Melibe colemani externally resembles the related Melibe bucephala and Melibe engeli. Its cerata bear elongate apical papillae akin to the other nudibranchs, with laterally flattened cerata, as opposed to the cylindrical cerata of M. bucephala and M. engeli. The rhinoporal sheath of M. colemani is cylindrical, with a single papilla on its apex. As opposed to the sail shaped rhinoporal sheaths with numerous papillae on the related species.

The body of Melibe colemani is translucent, with its internal organs visible to the naked eye. The digestive glands of the sea slug are visible as a network of whitish brown tubules. The network of digestive glands has been compared to a "pile of strings", or a "string of snot in the water". The tubes act as camouflage, as the sea slug blends in with its surroundings to resemble a piece of debris on the sea floor, or to resemble sponges, algae, or hydroids on the sea floor. The tube network extends onto the sea slug's back into organs known as cerata.
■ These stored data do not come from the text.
PR #2750, opened 2021-11-19
[release/v1.3] Do not rewrite SELinux labels on volume mounts

superseb:


cluster/plan.go
```diff
@@ -281,6 +283,12 @@ func (c *Cluster) BuildKubeAPIProcess(host *hosts.Host, serviceOptions v3.Kubern
 			fmt.Sprintf("%s=%s", AuditLogConfigSumEnv, getStringChecksum(string(bytes))))
 	}
 
+	matchedRange, _ := util.SemVerMatchRange(c.Version, util.SemVerK8sVersion122OrHigher)
```
nickgerace: There's a few spots where we don't log the error for `SemVerMatchRange`. Even if we expect it to pass 100% of the time, perhaps we should consider debug logging the returned error if non-nil

cluster/selinux.go
```diff
@@ -0,0 +1,79 @@
...
+	for retries := 0; retries < 3; retries++ {
+		logrus.Infof("[selinux] Checking if host [%s] recognizes SELinux label [%s], try #%d", host.Address, SELinuxLabel, retries+1)
+		if err = docker.DoRemoveContainer(ctx, host.DClient, SELinuxCheckContainer, host.Address); err != nil {
+			return err
+		}
+		if err = docker.DoRunOnetimeContainer(ctx, host.DClient, imageCfg, hostCfg, SELinuxCheckContainer, host.Address, "selinux", prsMap); err != nil {
+			if strings.Contains(err.Error(), "invalid argument") {
+				return fmt.Errorf("[selinux] Host [%s] does not recognize SELinux label [%s]. This is required for Kubernetes version [%s]. Please install rancher-selinux RPM package and try again", host.Address, SELinuxLabel, util.SemVerK8sVersion122OrHigher)
+			}
+			continue
```
nickgerace, line 73: Are we potentially skipping an error here on purpose? What happens if `"invalid argument"` is not contained in the error?

util/util.go
```diff
@@ -30,6 +32,54 @@ func StrToSemVer(version string) (*semver.Version, error) {
 	return v, nil
 }
 
+func SemVerMatchRange(k8sVersion, versionRange string) (bool, error) {
+	toMatch, err := sv.Make(k8sVersion[1:])
+	if err != nil {
+		return false, fmt.Errorf("Cluster version [%s] can not be parsed as semver: %v", k8sVersion, err)
+	}
```
nickgerace: I could be wrong here, but are we checking the length? It could be possible to have the `k8sVersion[1:]` result in a non-zero length right?

util/util.go
```diff
@@ -30,6 +32,54 @@ func StrToSemVer(version string) (*semver.Version, error) {
...
+					}
+					cleanBindOptions = append(cleanBindOptions, bindOption)
+
+				}
+			}
+			var newString string
+			if len(cleanBindOptions) > 0 {
+				newString = fmt.Sprintf("%s%s", element[:lastIndex], fmt.Sprintf(":%s", strings.Join(cleanBindOptions, ",")))
+			} else {
+				newString = fmt.Sprintf("%s%s", element[:lastIndex], fmt.Sprintf("%s", strings.Join(cleanBindOptions, ",")))
```
nickgerace: I do not believe we need the `Sprintf` here. Could be wrong.
```go
fmt.Sprintf("%s%s", element[:lastIndex], fmt.Sprintf("%s", strings.Join(cleanBindOptions, ",")))

# could be...

fmt.Sprintf("%s%s", element[:lastIndex], strings.Join(cleanBindOptions, ","))
```

util/util_test.go
```diff
@@ -0,0 +1,15 @@
...
+
+import (
+	"testing"
+
+	"github.com/stretchr/testify/assert"
+)
+
+func TestRemoveZFromBinds(t *testing.T) {
+	binds := []string{"/etc/kubernetes:/etc/kubernetes:z", "/var/log/kube-audit:/var/log/kube-audit:rw,z", "/var/lib/test:/var/lib/test:Z,ro", "/usr/local/lib/test:/usr/local/lib/test:ro,z,noexec", "/etc/normalz:/etc/normalz"}
+	expectedBinds := []string{"/etc/kubernetes:/etc/kubernetes", "/var/log/kube-audit:/var/log/kube-audit:rw", "/var/lib/test:/var/lib/test:ro", "/usr/local/lib/test:/usr/local/lib/test:ro,noexec", "/etc/normalz:/etc/normalz"}
```
nickgerace, line 11: Is it worth testing empty binds as well and asserting for failure?

cluster/plan.go
superseb: I didn't because the places that allow for returning the error will and it will be caught (at least that was the thought)

cluster/selinux.go
superseb: We are letting it retry in case it is not the known error (or actually the error we are looking for).

util/util.go
superseb: We have `validateVersion` in `cluster/validation.go` to validate this, I'm fine with adding another check in case of better safe than sorry.

util/util.go
superseb: True, this came from a previous attempt where I need to concat the joined value with something else and then no longer needed it.

cluster/plan.go
nickgerace: I'm a bit confused still. Is the idea that even if an error occurs, the consumers of `matchedRange` will know that the returned value is a "failed" one? If that's the case, maybe we shouldn't even return an error at all?

cluster/selinux.go
nickgerace: Gotcha, that's cool! Totally fine if you don't want to, but that could be a good comment to leave at the top of the function or somewhere in there. I do not mind either way.

util/util.go
nickgerace: That might be a good idea even if it's not "possible". We could also write a common "split" utility that the two locations share.

util/util_test.go
superseb: which case are we talking about here? `[]string{}` through the function and then it should the same after? or an empty string element?

nickgerace: Apologies, I'll be precise: I'm curious what happens if we feed `RemoveZFromBinds` an empty string slice and if we should perform an assertion ("good" or "bad") based on that.

cluster/plan.go
superseb: The function does not allow to properly return errors so I removed it and depended on the other invocations (as we added this in many places), but I added log lines for it because it is probably more clear with a log than just swallowing errors.

cluster/selinux.go
superseb: Added

util/util_test.go
superseb: done

nickgerace (approved):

At initial glance, the front and the back of the sea slug are indistinguishable, with the anterior end noticeable through the net-shaped mouth. The body length is approximately 60 mm. The net-like oral hood of the nudibranch serves as its mouth, and it swallows prey whole, like other members of the family Tethydidae. The nudibranch is thought to feed on corals of the genus Xenia, and has been spotted interacting with flatworms of the genus Waminoa. Dissection of its stomach contents revealed a diet of shelled caenogastropods. Due to its strange appearance, the nudibranch has been dubbed the "holy grail of nudibranchs" by underwater photographers.

==Distribution==
Melibe colemani is native to the saltwater seas of Southeast Asia, throughout the Coral Triangle region. First sighted on the island of Mabul in Malaysia, additional sightings were noted by the islands of Komodo and Lembeh in Indonesia, as well as Romblon in the Philippines. Romblon in particular has been noted as a site where the nudibranch is particularly abundant.

===Habitat===
Melibe colemani is found in warm marine waters, with one sighting in waters of 28 C in temperature and 10 m in depth, and is often found near coral rubble of the genus Xenia, which serves as a possible food source for the sea slug. The observations of M. colemani in Mabul, Malaysia, are in association with the coral species Briareum.